Neither postsynaptic PKA nor intracellular calcium rise is required for I-LTD. A, Time course of I-LTD in interleaved controls (black circles), bath-applied H89 (10 μm; white triangles), bath-applied PKI 14–22 peptide (2.5 μm; white squares), and cells loaded with 2.5 μm PKI 6–22 peptide (white circles). Inhibiting PKA activity in the slice blocks I-LTD, but inclusion of PKI (at either 2.5 or 100 μm) in the postsynaptic cell does not, as depicted in the summary bar plots on the top and bottom right. Top, Representative average IPSC traces from single H89 and PKI experiments obtained from the time points indicated. B, Verification that intracellular loading of the PKI 6–22 peptide effectively inhibits postsynaptic PKA activity. PKI loaded into CA1 pyramidal cells at either 2.5 or 100 μm significantly reduced the inhibition of slow AHP current (I_AHP) induced by bath application of a specific PKA activator (Sp-cAMPS). Top, Representative average AHP traces from single experiments at the time points indicated.

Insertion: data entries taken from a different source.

PR #1928, opened 2023-05-09
Deploy functions with unified app deployments when beta is enabled

jacobsteves:
Functions are being updated to be deployed through unified app deployments. This PR makes that possible as long as the beta flag is set.

When the beta is enabled, we deploy functions through the `CreateDeployment` mutation. Otherwise, deploy functions in the old way.

### How to test your changes?

You'll need my `js.deploy-functions-on-ef` Partners branch and `js.add-module-id-to-upload-details` Script Service branch.

Two notes:
1. There is currently no way to migrate a function outside of unified app deployments to a function on unified app deployments, but that change will come later. This means if you want to switch between the two, you'll have to remove your `.env` file.
2. Functions deployed through unified app deployments wont actually run on the server yet. We still have to hook that up, but that will not change this work. 

Testing:
1. enable the unified app deployments beta on your Partners app
2. create a function (if you haven't already)
3. deploy, make sure it succeeds

### Checklist

- [X] I've considered possible cross-platform impacts (Mac, Linux, Windows) - No impact.
- [X] I've considered possible [documentation](https://shopify.dev) changes - None needed yet.
- [ ] I've made sure that any changes to `dev` or `deploy` have been reflected in the [internal flowchart](https://www.figma.com/file/7vqUp50u6dm48Zfb4JRRn8/CLI3-Internals) - Not yet, but I can


packages/app/src/cli/models/extensions/functions.test.ts
```diff
@@ -0,0 +1,39 @@
...
+})
+
+describe('graphQLType', () => {
+  test('returns type when not using extensions framework', async () => {
+    // When
+    FUNCTION_A.usingExtensionsFramework = false
+    const got = FUNCTION_A.graphQLType
+
+    // Then
+    expect(got).toEqual('PRODUCT_DISCOUNTS')
```
DuncanUszkay1, line 28: super nit: does fetching the actual type belong more in `then` rather than `when`?

packages/app/src/cli/models/extensions/functions.ts
```diff
@@ -44,6 +44,7 @@ export class FunctionInstance<TConfiguration extends FunctionConfigType = Functi
   entrySourceFilePath?: string
   configuration: TConfiguration
   configurationPath: string
+  _usingExtensionsFramework: boolean
```
DuncanUszkay1, line 47: Why the underscore? 🤔 Is this some js/ts idiom I'm missing?

DuncanUszkay1: TIL!

isaacroldan: You can use `private usingExtensionsFramework: boolean`
It's easier to understand :)

matteodepalo:
I was able to deploy successfully, but I cannot see the function in the deployment in the dashboard. I assume there is some work required there? Not that it would prevent us from merging this PR, I just want to double check.

Screenshot 2023-05-10 at 14 23 28

matteodepalo (approved):
Great work on this one! @jacobsteves 

@isaacroldan can I get your eyes on this as well before we merge?

isaacroldan (approved):

PR #1937, opened 2023-05-12
Simplify extensions

isaacroldan:

Fixes #0000 

### Measuring impact

### Checklist


packages/app/src/cli/models/app/identifiers.ts
```diff
@@ -91,9 +91,7 @@ export function getAppIdentifiers(
       extensionsIdentifiers[extension.localIdentifier] = envVariables[extension.idEnvironmentVariableName]!
     }
   }
-  app.extensions.ui.forEach(processExtension)
-  app.extensions.function.forEach(processExtension)
-  app.extensions.theme.forEach(processExtension)
+  app.allExtensions.forEach(processExtension)
```
shauns, line 94: We're losing the ordering of tackling ui, then function, then theme. Any downside to that?

packages/app/src/cli/models/app/loader.ts
```diff
@@ -468,9 +400,7 @@ async function logMetadataForLoadedApp(
   app: App,
   loadingStrategy: {
     usedCustomLayoutForWeb: boolean
-    usedCustomLayoutForUIExtensions: boolean
-    usedCustomLayoutForFunctionExtensions: boolean
-    usedCustomLayoutForThemeExtensions: boolean
+    usedCustomLayoutForExtensions: boolean
   },
 ) {
   await metadata.addPublicMetadata(async () => {
```
shauns, line 406: Do you think there's any additional metadata it might be worth including, in light of this new approach?

packages/app/src/cli/models/extensions/specification.ts
```diff
@@ -175,6 +202,25 @@ export class UIExtensionInstance<TConfiguration extends BaseConfigContents = Bas
   hasExtensionPointTarget(target: string): boolean {
     return this.specification.hasExtensionPointTarget?.(this.configuration, target) || false
   }
+
+  // Functions specific properties
+  get buildCommand() {
+    const config = this.configuration as unknown as FunctionSchemaContents
```
shauns, line 208: If `this.configuration` isn't a Function-style one, then presumably at runtime this method (and the others) would fail? (and in a similar fashion, the UI specific properties above)

Is there more we can do to make using an `ExtensionInstance` as safe as possible?

packages/app/src/cli/models/app/identifiers.ts
isaacroldan: nop, there is no reason to have a specific order here

packages/app/src/cli/models/app/loader.ts
isaacroldan: Not that I kind think off, but we are still tracking the 3 categories, we should think of a way to track any kind of extension 🤔 Can we track extension types in an array? what would be the best format for that?

packages/app/src/cli/models/app/app.test-data.ts
```diff
@@ -54,38 +50,46 @@ export async function testUIExtension(uiExtension: Partial<UIExtension> = {}): P
...
+export async function testThemeExtensions(): Promise<ExtensionInstance & ThemeExtension> {
   const configuration = {
     name: 'theme extension name',
     type: 'theme' as const,
+    metafields: [],
   }
 
-  return new ThemeExtensionInstance({
+  const allSpecs = await loadLocalExtensionsSpecifications()
+  const specification = allSpecs.find((spec) => spec.identifier === 'theme') as ExtensionSpecification
```
Arkham, line 78: same here

packages/app/src/cli/models/app/app.test-data.ts
```diff
@@ -95,23 +99,33 @@ function defaultFunctionConfiguration(): FunctionConfigType {
...
-export async function testFunctionExtension(opts: TestFunctionExtensionOptions = {}): Promise<FunctionExtension> {
+export async function testFunctionExtension(
+  opts: TestFunctionExtensionOptions = {},
+): Promise<ExtensionInstance & FunctionExtension> {
   const directory = opts.dir ?? '/tmp/project/extensions/my-function'
   const configuration = opts.config ?? defaultFunctionConfiguration()
 
-  return new FunctionInstance({
+  const allSpecs = await loadLocalExtensionsSpecifications()
+  const specification = allSpecs.find((spec) => spec.identifier === 'function') as ExtensionSpecification
```
Arkham, line 119: and here :)

packages/app/src/cli/models/app/app.test-data.ts
```diff
@@ -54,38 +50,46 @@ export async function testUIExtension(uiExtension: Partial<UIExtension> = {}): P
     },
   }
   const configurationPath = uiExtension?.configurationPath ?? `${directory}/shopify.ui.extension.toml`
-  const entrySourceFilePath = uiExtension?.entrySourceFilePath ?? `${directory}/src/index.js`
+  const entryPath = uiExtension?.entrySourceFilePath ?? `${directory}/src/index.js`
 
   const allSpecs = await loadLocalExtensionsSpecifications()
-  const specification = allSpecs.find((spec) => spec.identifier === configuration.type) as UIExtensionSpec
+  const specification = allSpecs.find((spec) => spec.identifier === configuration.type) as ExtensionSpecification
```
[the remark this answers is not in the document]
isaacroldan: You're right, no need for this anymore

packages/app/src/cli/models/app/app.ts
```diff
@@ -95,13 +98,17 @@ export class App implements AppInterface {
...
+    extensions: ExtensionInstance[],
     usesWorkspaces: boolean,
     dotenv?: DotEnvFile,
     errors?: AppErrors,
   ) {
+    // Temporary workaround while we migrate to use appModule features.
+    const functionsExt = extensions.filter((extension) => extension.features.includes('function'))
+    const themes = extensions.filter((extension) => extension.features.includes('theme'))
+    const uis = extensions.filter(
+      (extension) => !extension.features.includes('function') && !extension.features.includes('theme'),
```
Arkham, line 110: these lines make me think that maybe it'd be nice to have a `ui` feature, so that in the future we can add new extension types which are not ui, nor theme, nor function.

isaacroldan: Oh, there is a `ui` feature, but this is just a workaround to dev/deploy keep working.
for instance web_pixel doesn't have the ui feature, but until the refactor is complete we need to consider it a ui extension still

isaacroldan: App won't expose an object with function/theme/ui in the future

packages/app/src/cli/models/extensions/schemas.ts
```diff
@@ -32,26 +32,27 @@ export const ApiVersionSchema = zod.string()
...
+export const ThemeExtensionSchema = BaseSchema.extend({
   name: zod.string(),
   type: zod.literal('theme'),
 })
 
-export const BaseFunctionConfigurationSchema = zod.object({
-  name: zod.string(),
-  type: zod.string(),
-  description: zod.string().optional().default(''),
+export const BaseFunctionConfigurationSchema = BaseSchema.extend({
```
Arkham, line 55: nitpick, why these names?
- BaseUIExtensionSchema -> UIExtensionSchema
- BaseFunctionConfigurationSchema -> FunctionSchema

or am I missing something?

isaacroldan: nop, you are right, I messed the names here during the refactor

isaacroldan: Is because Functions used to have two schemas: one for configuration and one for metadata (that no longer exists)

packages/app/src/cli/models/extensions/specification.ts
```diff
@@ -104,22 +117,35 @@ export class UIExtensionInstance<TConfiguration extends BaseConfigContents = Bas
...
-    this.outputBundlePath = joinPath(options.directory, 'dist/main.js')
     this.devUUID = `dev-${randomUUID()}`
     this.localIdentifier = basename(options.directory)
     this.idEnvironmentVariableName = `SHOPIFY_${constantize(basename(this.directory))}_ID`
+    this._usingExtensionsFramework = false
+    if (this.specification.identifier === 'theme') {
+      this.outputBundlePath = this.directory
+    } else {
+      this.outputBundlePath = joinPath(this.directory, 'dist/main.js')
+    }
```
Arkham, line 148: maybe we could still have helper functions that run this logic for you? I feel that now this file has ALL the logic from different extension types

packages/app/src/cli/models/extensions/specification.ts
```diff
@@ -219,13 +266,14 @@ export interface CreateExtensionSpecType<TConfiguration extends BaseConfigConten
...
-export function createUIExtensionSpecification<TConfiguration extends BaseConfigContents = BaseConfigContents>(
+export function createExtensionSpecification<TConfiguration extends BaseConfigContents = BaseConfigContents>(
   spec: CreateExtensionSpecType<TConfiguration>,
-): UIExtensionSpec<TConfiguration> {
+): ExtensionSpecification<TConfiguration> {
   const defaults = {
     // these two fields are going to be overridden by the extension specification API response,
     // but we need them to have a default value for tests
     externalIdentifier: `${spec.identifier}_external`,
+    additionalIdentifiers: [],
```
Arkham, line 276: it's not immediately clear that additionalIdentifiers contains the names of all variants of the extension. maybe we could call it `variantIdentifiers`? I dunno!

packages/app/src/cli/models/extensions/specifications/ui_extension.test.ts
```diff
@@ -16,7 +16,7 @@ describe('ui_extension', async () => {
   async function getTestUIExtension({directory, extensionPoints}: GetUIExtensionProps) {
     const configurationPath = joinPath(directory, configurationFileNames.extension.ui)
     const allSpecs = await loadLocalExtensionsSpecifications()
-    const specification = allSpecs.find((spec) => spec.identifier === 'ui_extension') as UIExtensionSpec
+    const specification = allSpecs.find((spec) => spec.identifier === 'ui_extension') as ExtensionSpecification
```
Arkham, line 19: another rogue `as` casting here

packages/app/src/cli/private/plugins/extension.ts
```diff
@@ -1,18 +1,11 @@
-import {UIExtensionSpec} from '../../models/extensions/ui.js'
-import {FunctionSpec} from '../../models/extensions/functions.js'
+import {ExtensionSpecification} from '../../models/extensions/specification.js'
 import {HookReturnPerExtensionPlugin} from '../../public/plugins/extension.js'
 import {Config} from '@oclif/core'
 import {getArrayRejectingUndefined} from '@shopify/cli-kit/common/array'
 import {fanoutHooks} from '@shopify/cli-kit/node/plugins'
 
-export async function loadUIExtensionSpecificiationsFromPlugins(config: Config): Promise<UIExtensionSpec[]> {
+export async function loadUIExtensionSpecificiationsFromPlugins(config: Config): Promise<ExtensionSpecification[]> {
```
Arkham, line 7: mm is this still loading only UIExtensions or all extensions? also there is a little typo in the name "specificiations" -> "specifications"

packages/app/src/cli/models/extensions/specification.ts
isaacroldan: I added this just for functions, because we will be migrating from multiple identifiers (order_discount, product...) to a single identifier: `function` and we need to be compatible with both cases, but there is a single specification for all

Arkham:
really good change, I'm happy with it, left a bunch of minor comments, LGTM

packages/app/src/cli/models/app/loader.ts
```diff
@@ -293,132 +283,74 @@ class AppLoader {
...
       const directory = dirname(configurationPath)
       const specification = await findSpecificationForConfig(this.specifications, configurationPath, this.abortOrReport)
 
-      if (!specification) {
-        return
-      }
+      if (!specification) return
 
       const configuration = await this.parseConfigurationFile(specification.schema, configurationPath)
+      const entryPath = await this.findEntryPath(directory, specification)
```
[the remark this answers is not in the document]
isaacroldan: nop, they don't need it

packages/app/src/cli/models/extensions/specification.ts
isaacroldan: Yes, there is some logic that I added here that's specific to some extensions, I plan to move this out and simplify stuff. This case is interesting, because we shouldn't need to set the outputBundlePath here, I'll improve this in future PRs 🙏

packages/app/src/cli/models/extensions/specification.ts
```diff
@@ -54,30 +66,31 @@ export interface UIExtensionSpec<TConfiguration extends BaseConfigContents = Bas
...
   entrySourceFilePath: string
-  outputBundlePath: string
   devUUID: string
   localIdentifier: string
   idEnvironmentVariableName: string
   directory: string
   configuration: TConfiguration
   configurationPath: string
+  outputBundlePath: string
+  _usingExtensionsFramework: boolean
```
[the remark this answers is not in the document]
isaacroldan: Is an old convention to define private properties. I didn't introduce this, i'll change it

matteodepalo (approved):

PR #1939, opened 2023-05-15
Use theme bundling by default

matteodepalo:
Fixes https://github.com/Shopify/app-deploys/issues/318

We want to make theme bundling opt-out instead of opt-in now that we're more confident in the feature.

## Testing

- Create a new app with `./bin/create-test-app.js -e theme`
- Try deploying, it should work
- Try introducing an error in the theme
- Try deploying, the error should be visible in the error messages banner


isaacroldan (approved):
🎩 and works as expected

PR #1946, opened 2023-05-17
[Do not merge] Introduce the `shopify theme update run` command

karreiro:
⚠️ Please, do not merge until https://github.com/Shopify/cli/pull/1909 gets merged.

Fixes [#420327](https://github.com/Shopify/shopify/issues/420327) part (2/2).

This PR introduces the `shopify theme update run` command following the contracts defined by [#420327](https://github.com/Shopify/shopify/issues/420327) and [#420326](https://github.com/Shopify/shopify/issues/420326).

### How to test your changes?

- Run `shopify theme update -h` and notice the new commands appear
- Run `shopify theme update run` and notice it checks your `update_extension.json` script, creates a theme [1], and keeps checking it until the the theme is no longer processing

[1] This step will be revisited, in the future, when we have [#420326](https://github.com/Shopify/shopify/issues/420326) concluded.

demo_run

### Post-release steps

Update documentation.

### Measuring impact

### Checklist


packages/theme/src/cli/services/update/run.ts
```diff
@@ -0,0 +1,178 @@
...
+async function triggerUpdaterAPI(
+  session: AdminSession,
+  _updateExtension: string,
+  source: number,
+  target: number,
+): Promise<Theme> {
+  const name = `updated-theme-${source}-${target}`
+  const role = 'unpublished'
+  try {
+    const theme = await createTheme({name, role, processing: true}, session)
```
albchu, line 153: Will this be a future change?

albchu (approved):
Everything looking good. Calling createTheme in the updateTheme flow is a little weird but I imagine theres a good reason for it.

packages/theme/src/cli/services/update/run.ts
```diff
@@ -0,0 +1,178 @@
...
+  }
+}
+
+async function isUpdaterIsProgress(ctx: Context, session: AdminSession, startTime: number) {
+  const theme = await fetchTheme(ctx.theme.id, session)
+
+  if (!theme) {
+    throw new AbortError(
+      'The `update_extension.json` script could not be executed due to a runtime issue.',
+      'Please check the `update_extension.json` script and retry.',
```
bahar-p, line 113: This error message should be generic. The update process could fail for many different reasons. Additionally in majority of cases there won't be any update_extension passed in from theme-partners. 
So something a long the lines of "Theme updated failed...". We can probably use the same generic error that we use in OSW on theme index.

packages/theme/src/cli/services/update/run.ts
```diff
@@ -0,0 +1,178 @@
...
+    )
+  }
+
+  const elapsedTime = Date.now() - startTime
+
+  if (theme.processing && elapsedTime >= UPDATER_TIMEOUT) {
+    throw new AbortError(
+      'The `update_extension.json` script could not be executed due to a timeout issue.',
+      'Please check the `update_extension.json` script and retry.',
```
bahar-p, line 122: same comment as above

packages/theme/src/cli/services/update/run.ts
```diff
@@ -0,0 +1,178 @@
...
+
+    return theme
+  } catch (err) {
+    if (!(err instanceof AbortError)) {
+      throw err
+    }
+
+    throw new AbortError(
+      ['The update process could not be triggered.', `Cause: ${err.message}`],
+      'Please check the `update_extension.json` script and retry.',
```
bahar-p, line 167:
```suggestion
```
remove

packages/theme/oclif.manifest.json
```diff
@@ -1315,6 +1315,67 @@
...
+          "char": "s",
+          "description": "Store URL. It can be the store prefix (johns-apparel) or the full myshopify.com URL (johns-apparel.myshopify.com, https://johns-apparel.myshopify.com).",
+          "multiple": false
+        },
+        "script": {
+          "name": "script",
+          "type": "option",
+          "description": "The path to the 'update_extension.json' script.",
+          "multiple": false,
+          "default": "./update_extension.json"
```
bahar-p, line 1361: Could this be problematic if they have an `./update_extension.json` in their directory but it was created for a different theme but they want to test an update for a different theme that doesn't need any `update_extension`. The CLI would be picking up this script to run with any update command incorrectly 🤔

packages/theme/oclif.manifest.json
```diff
@@ -1315,6 +1315,67 @@
...
+          "default": "."
+        },
+        "store": {
+          "name": "store",
+          "type": "option",
+          "char": "s",
+          "description": "Store URL. It can be the store prefix (johns-apparel) or the full myshopify.com URL (johns-apparel.myshopify.com, https://johns-apparel.myshopify.com).",
+          "multiple": false
+        },
+        "script": {
```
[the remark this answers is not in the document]
karreiro: @bahar-p, since the topic of the command is related to updates, what do you think about using `shopify theme update run --extension-script <path>`?

packages/theme/src/cli/services/update/run.ts
karreiro: > The update process could fail for many different reasons
Indeed!

> Additionally in majority of cases there won't be any update_extension passed in from theme-partners.

I'm not so sure about this part.  Since the script is still in development, it may fail due to issues in the work-in-progress extension script.

Also, in this context, there are only three elements the partner can control: the update extension script, the source theme, and the target theme.

Generally, error messages should display the cause of the error and the potential solution to the problem. With this in mind, I believe we could include information about the source and target themes. However, I don't think making the message more generic would be beneficial for our partners. What do you think about that?

packages/theme/src/cli/services/update/run.ts
karreiro: This is being handled [here](https://github.com/Shopify/cli/pull/1946#discussion_r1217700057).

packages/theme/src/cli/services/update/run.ts
karreiro: Yes. It may seem strange to call `createTheme` within the `updateTheme` flow, but we do so because we're actually creating a new-updated theme (we're not modifying an existing resource).

At the moment, this PR is not doing that as it depends on a new API. However, the plan is having that end-to-end before merging the changes.

packages/theme/oclif.manifest.json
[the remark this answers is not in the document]
milakoeva: Coming from theme extensions/theme app extensions background, I would prefer not using `--extension` or `--extension-script` alone here. Either `--script` to be short, or `--update-extension-script` to be specific work better to me, depending on the goal here.

mgmanzella (approved):
Works with the updater API, should get some more code reviews for one last look

karreiro:
✅ Thank you, @mgmanzella @lucyxiang! LGTM and works fine as well 🚀

PR #1951, opened 2023-05-17
Set current CLI3 version as the version used by the cli-ruby API requests

alvaro-shopify:

Fixes partially https://github.com/Shopify/internal-cli-foundations/issues/633

- Set a new env variable `SHOPIFY_CLI_VERSION` when a cli-ruby command is executed
- cli-ruby api requests use the SHOPIFY_CLI_VERSION version to set the proper cli version header when it makes API request

### How to test your changes?
- Create a new partners instance from this branch `spin up partners -c partners.branch=filter-request-from-old-cli-version`
- Using an app with a TAE, run the CLI3  `dev` command against spin `SHOPIFY_SERVICE_ENV=spin SPIN_INSTANCE=$(spin show -o name) yarn shopify app dev` and it should work as usual
- Using an app with a TAE, run the CLI3  `dev` command against production services `yarn shopify app dev` and  it should work as usual
- Run any `theme` command against production services and it should work as usual

### Measuring impact

### Checklist

### DIFF
--- a/packages/cli-kit/assets/cli-ruby/lib/shopify_cli/version.rb
+++ b/packages/cli-kit/assets/cli-ruby/lib/shopify_cli/version.rb
@@ -1,3 +1,3 @@
 module ShopifyCLI
-  VERSION = ENV.fetch("SHOPIFY_CLI_VERSION")
+  VERSION = ENV.fetch("SHOPIFY_CLI_VERSION", "2.34.0")
 end
--- a/packages/cli-kit/assets/cli-ruby/lib/shopify_cli/version.rb
+++ b/packages/cli-kit/assets/cli-ruby/lib/shopify_cli/version.rb
@@ -1,3 +1,3 @@
 module ShopifyCLI
-  VERSION = ENV.fetch("SHOPIFY_CLI_VERSION", "2.34.0")
+  VERSION = ENV.fetch("SHOPIFY_CLI_VERSION")
 end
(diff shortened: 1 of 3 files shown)


packages/cli-kit/assets/cli-ruby/lib/shopify_cli/version.rb
```diff
@@ -1,3 +1,3 @@
 module ShopifyCLI
-  VERSION = "2.34.0"
+  VERSION = ENV.fetch("SHOPIFY_CLI_VERSION", "2.34.0")
```
gonzaloriestra, line 2: Not sure about that fallback value... I prefer it to fail rather than setting a wrong value. And it shouldn't fail.
```suggestion
  VERSION = ENV.fetch("SHOPIFY_CLI_VERSION")
```

gonzaloriestra (approved):

packages/cli-kit/assets/cli-ruby/lib/shopify_cli/version.rb
alvaro-shopify: but the CLI3 request is not failing in case the CLI_KIT_VERSION. is wrong or missing, should we implement the same strategy here right?

gonzaloriestra: CLI3 does fail when CLI_KIT_VERSION is missing. If it's wrong, I guess both will work because we don't validate it.

isaacroldan: And In case we want to default to something, shouldn't we default to `3.x.x`? 2.x.x will be broken no?

alvaro-shopify: @isaacroldan @gonzaloriestra Added the next CLI3 version value as fallback. That should be the first version that includes support for the new env variable

PR #1961, opened 2023-05-19
Fix Update post purchase chrome extension url

alvaro-shopify:

Fixes https://github.com/Shopify/cli/pull/1959 unit tests


lizkenyon:
Thank you! I was just about to do this as well. 🙈

PR #1973, opened 2023-05-22
Use cli as a dependency of app, forwarding the command

amcaplan:

Users often get confused on upgrades, and don't upgrade both `@shopify/cli` and `@shopify/app`.

Reduces Shopify CLI to 1 single dependency, `@shopify/app`. This means the CLI gets updated atomically.

Next steps will be:

1. Update templates to remove the extra dependency
1. Decide whether to offer to auto-migrate users (since they can now drop the `@shopify/cli` dependency).

### How to test your changes?

Use `npm init` to create a new app. Point `@shopify/app` to the local copy, and delete the `@shopify/cli` dependency. Everything should still work as usual.

### Measuring impact

### Checklist

### DIFF
--- a/packages/app/bin/run.cmd
+++ b/packages/app/bin/run.cmd
@@ -1,0 +1,3 @@
+@echo off
+
+node "%~dp0\run.js" %*


alvaro-shopify (approved):
Great job!

I guess we should also need to update the `create-app` and `upgrade` commands as well

amcaplan:
Updating to Draft for now, as I see this will be controversial.

shauns:
Lets keep this open. Hopefully to be visited soon.

amcaplan:
Leave it open. It'll probably be easier to redo vs. solving all the merge conflicts, but this is a good automatic  reminder.

alvaro-shopify:
is [this](https://github.com/Shopify/cli/blob/9aca10a72e2a322e5621c6f28e2b8e52ce58344a/packages/cli/package.json#L29) still be needed?, I think that each package that includes the `cli` should "install" its own `shopify binary` right?

amcaplan:
@alvaro-shopify I only dealt with the `app` package, but the binstub still necessary for themes and h2, unless we perform the same change there.

PR #1983, opened 2023-05-25
Streamlined support for app modules (step 2)

isaacroldan:
This is part of the project to support generic app modules.

- Move the logic of build/bundle/config to the `ExtensionInstance`, each extension is responsible for building itself depending on the supported features.

### How to test your changes?
`node ./bin/create-test-app.js` to do some basic testing, after that, go to the created app folder and try to deploy or add more extensions.

### Measuring impact

### Checklist


packages/app/src/cli/services/deploy.ts
```diff
@@ -57,45 +56,21 @@ export async function deploy(options: DeployOptions) {
...
-      options.app.extensions.theme.map(async (extension) => {
-        return {
-          uuid: identifiers.extensions[extension.localIdentifier]!,
-          config: '{"theme_extension": {"files": {}}}',
-          context: '',
-        }
-      }),
-    )
-    extensions.push(...themeExtensions)
-  }
```
isaacroldan, line 80: deploy.ts no longer builds the config for each extension, that's a responsibility of the ExtensionInstance depending on the features.

packages/app/src/cli/services/generate.ts
```diff
@@ -94,13 +93,9 @@ function checkLimits(
 
 function limitReached(app: AppInterface, specifications: ExtensionSpecification[], templateType: TemplateType) {
   const type = templateType.type
-  if (type === 'function') {
-    return app.extensions.function.length >= blocks.functions.defaultRegistrationLimit
-  } else {
```
isaacroldan, line 99: There is a `function` spec already, we don't need to treat it as a special case anymore

packages/app/src/cli/models/extensions/specification.ts
```diff
@@ -225,6 +236,57 @@ export class ExtensionInstance<TConfiguration extends BaseConfigType = BaseConfi
...
+    if (!this.isFunctionExtension) return undefined
+    return this as unknown as FunctionExtension
+  }
+
+  async buildStep(options: ExtensionBuildOptions) {
+    if (this.isThemeExtension) {
+      return buildThemeExtension(this, options)
+    } else if (this.isFunctionExtension) {
+      return buildFunctionExtension(this.functionExtension!, options)
+    } else if (this.features.includes('esbuild')) {
```
matteodepalo, line 250: Breaking the pattern a bit here. Should we rename the function below to `buildExtensionWithEsbuild` or something?

packages/app/src/cli/models/extensions/specification.ts
```diff
@@ -225,6 +236,57 @@ export class ExtensionInstance<TConfiguration extends BaseConfigType = BaseConfi
...
+    }
+
+    // Workaround for tax_calculations because they remote spec NEEDS a valid js file to be included.
+    if (this.type === 'tax_calculation') {
+      await touchFile(this.outputBundlePath)
+      await writeFile(this.outputBundlePath, '(()=>{})();')
+    }
+  }
+
+  async bundleStep(options: ExtensionBuildOptions, identifiers: Identifiers, bundleDirectory: string) {
```
matteodepalo, line 261: What about naming this function `bundleCode` so that it's easier to understand in what it differs from `bundleConfig`? At the moment I'd expect the `bundleStep` to contain all the bundling instructions.

packages/app/src/cli/models/extensions/specification.ts
```diff
@@ -225,6 +236,57 @@ export class ExtensionInstance<TConfiguration extends BaseConfigType = BaseConfi
   get isJavaScript() {
     return Boolean(this.entrySourceFilePath?.endsWith('.js') || this.entrySourceFilePath?.endsWith('.ts'))
   }
+
+  get functionExtension(): FunctionExtension | undefined {
+    if (!this.isFunctionExtension) return undefined
+    return this as unknown as FunctionExtension
+  }
+
+  async buildStep(options: ExtensionBuildOptions) {
```
matteodepalo, line 245: Could we just call this `build`?

packages/app/src/cli/models/extensions/specification.ts
```diff
@@ -225,6 +236,57 @@ export class ExtensionInstance<TConfiguration extends BaseConfigType = BaseConfi
...
+    if (this.isThemeExtension) {
+      return buildThemeExtension(this, options)
+    } else if (this.isFunctionExtension) {
+      return buildFunctionExtension(this.functionExtension!, options)
+    } else if (this.features.includes('esbuild')) {
+      return buildUIExtension(this, options)
+    }
+
+    // Workaround for tax_calculations because they remote spec NEEDS a valid js file to be included.
+    if (this.type === 'tax_calculation') {
```
matteodepalo, line 255: Could we not fix the remote spec?

matteodepalo (approved):
Just a few naming comments, but the good looks good! Great refactor!

packages/app/src/cli/models/extensions/specification.ts
isaacroldan: they are going to, but will take some time, in the meantime i'll keep this here and remove it later

packages/app/src/cli/models/extensions/specification.ts
isaacroldan: yep

packages/app/src/cli/models/extensions/specification.ts
isaacroldan: Makes senses, in fact `buildStep` and `bundleStep` do mostly the same thing, the bundle step doesn't actually bundle, it just builds in a different folder that is later included in a `zip`. the only extension that is different here is `theme` that does have a bundle phase. 
So I wasn't sure how to name this

isaacroldan: what about `buildForBundle`?

packages/app/src/cli/models/extensions/specification.ts
matteodepalo: I agree actually, `buildUIExtension` does make sense if looked from that angle 👍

Bottom right, Summary bar plot depicting the effect of loading PKI on slow I_AHP inhibition. C, Time course of I-LTD in control (black circles) and in cells loaded with 20 mm BAPTA (white circles). Chelating postsynaptic calcium has no effect on I-LTD. Top, Representative average IPSC traces from single experiments. The number of experiments for each condition is indicated in parentheses. **p < 0.01, ***p < 0.005. L, Layer; Quin, quinpirole.

Figure 7.

Increasing endogenous DA levels by inhibiting COMT also enables I-LTD. A, The 5 Hz stimulation in the presence of the COMT inhibitor OR 486 and the D₁R antagonist SCH23390 elicited I-LTD (black circles) that was sensitive to D₂R antagonist sulpiride (white circles). Top left, Representative average traces from single experiments obtained at the time points indicated. Top right, Plot of PPR before and after delivery of 5 Hz train, showing a change in PPR. B, This I-LTD (black circles) was also sensitive to the CB₁R antagonist AM 251 (white circles). Top, Representative average traces from single experiments obtained at time points indicated. C, In the wild-type mouse (CB₁^+/+), a weaker 5 Hz train (for 5 min) triggers I-LTD in the presence of OR 486 and SCH23390. This I-LTD is not present in the CB₁ knock-out littermates (CB₁^−/−). Top, Representative average traces from single experiments obtained at the time points indicated. D, Time course of I-LTD in the presence of OR 486 and SCH23390 in control (black circles) and in slices bath applied with H89 (white circles). Top, Representative average IPSC traces from single control and H89 block experiments in the rat PFC obtained at the time points indicated. L, Layer.